3. A 15-tooth spur pinion has a module of 3 mm and runs at a speed of 1600 RPM. The
driven gear has 60 teeth. Find the speed of the driven gear, the circular pitch, and the
theoretical center-to-center distance.
4. A 17-tooth spur pinion has a diametral pitch of 8 teeth /in, runs at 1120 r/min, and drives
a gear at a speed of 544 RPM. Find the number of teeth on the gear and the center-to
center distance.
5. Two mating spur gears are required that will have a velocity ratio of 3:8. Specify the
numbers of teeth, pitch diameters, diametral pitch, and center distance for two such
gears.
6. A pinion having 20 involutes teeth of 6 module rotates at 200 rev/min and transmits 1.5
kW to a gear wheel having 50 teeth; the addendum on both wheels is 1/4 of the circular
pitch and the pressure angle is 20°. Find the length of the path of approach and of the arc
of approach.
7. Two gears have teeth of 5 module, pressure angle of 20°, the number of teeth being 15
and 20. The addendum is same in each gear.
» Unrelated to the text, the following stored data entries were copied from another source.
PR #95, opened 2026-07-27
Strip rolling-caption overlap: auto-generated transcripts are 2x larger than they need to be

jacobroberts0102-collab:
## Problem

YouTube's auto-generated caption tracks scroll, so each cue re-emits the tail of the cue before it. `parse_vtt` returns both copies, which roughly doubles the size of every transcript from a video without manual subtitles:

```text
[00:01] What would you say by the end of today's episode that the audience is going to
[00:03] episode that the audience is going to take away and what will they have
[00:04] take away and what will they have learned?
```

`_dedupe` already handles two rolling shapes, an exact repeat and a cue that grows by appending, but not this one, which is the shape `en-orig` tracks actually use. On a 55 minute video it is the difference between a 130KB and a 66KB transcript, and at `--detail transcript` the transcript is the entire report.

## Fix

`strip_rolling_overlap` drops the leading words of a cue that repeat the tail of the previous cue. Comparison is case and punctuation insensitive, since cues re-emit the same words with different capitalisation and commas. A 3-word minimum overlap (`MIN_OVERLAP_WORDS`) keeps genuine short repetition like "yeah, yeah" intact, and a cue left empty by the strip merges into its predecessor rather than disappearing.

It only runs on the caption path. `_dedupe` is reached solely through `parse_vtt`, so Whisper output is untouched.

## Verification

Measured on 8 real auto-caption files (7 different videos, 9 to 55 minutes, two channels):

| Check | Result |
|---|---|
| Transcript size | **50% smaller** on all 8, consistently |
| Nothing invented | output is an in-order subsequence of the raw cue stream |
| Nothing dropped | the `en-orig` and `en` tracks YouTube ships per video now agree on word count **exactly**, all 8 files |
| Idempotent | a second pass over deduped segments changes nothing |
| Manual captions | non-scrolling cues pass through verbatim |

That third row is the one I would lean on: two independently generated caption tracks for the same video converging on an identical word count after the strip is decent evidence the reconstruction is the real spoken text rather than an aggressive trim.

## Tests

`tests/test_transcribe.py` is new. The caption path had no test file, so it covers `parse_vtt` and friends generally, not just this change: all three rolling shapes, the overlap guard, case/punctuation insensitivity, idempotence, manual captions surviving verbatim, no spoken words dropped, inline tag stripping, plus `filter_range` and `format_transcript`. 14 tests, all passing.

Also documented in the Transcription section of SKILL.md.

## Note on the existing suite

5 tests fail on my machine (`test_setup.py::test_json_reports_watch_detail`, `test_keyless_completed_setup_proceeds_silently`, `test_watch.py::test_default_is_balanced`, `test_dedup_collapses_static_by_default`, `test_no_dedup_preserves_static_frames`). They fail identically on unmodified `main`, so they are not from this change. The cause is `WATCH_DETAIL=token-burner` in my own `~/.config/watch/.env` leaking into the tests, since `config.py` reads the real user config with no override for the test run. Happy to open that as a separate isolation issue if it is useful.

Find (a) the length of the addendum; (b) the
contact ratio; (c) the sliding velocity at the first point of contact when the smaller wheel
is driving at 3500 rev/min.
8. Two spur wheels with involutes teeth gear together externally. The pitch circle diameters
(P.C.D) are 100 and 250 mm and the smaller wheel has 16 teeth. The pressure angle is
20° and the addendum is 0.3 of the circular pitch. Determine: (a) the length of the arc of
approach if the smaller wheel is the driver, (b) the maximum velocity of sliding between
the teeth when driver rotates at 150 RPM.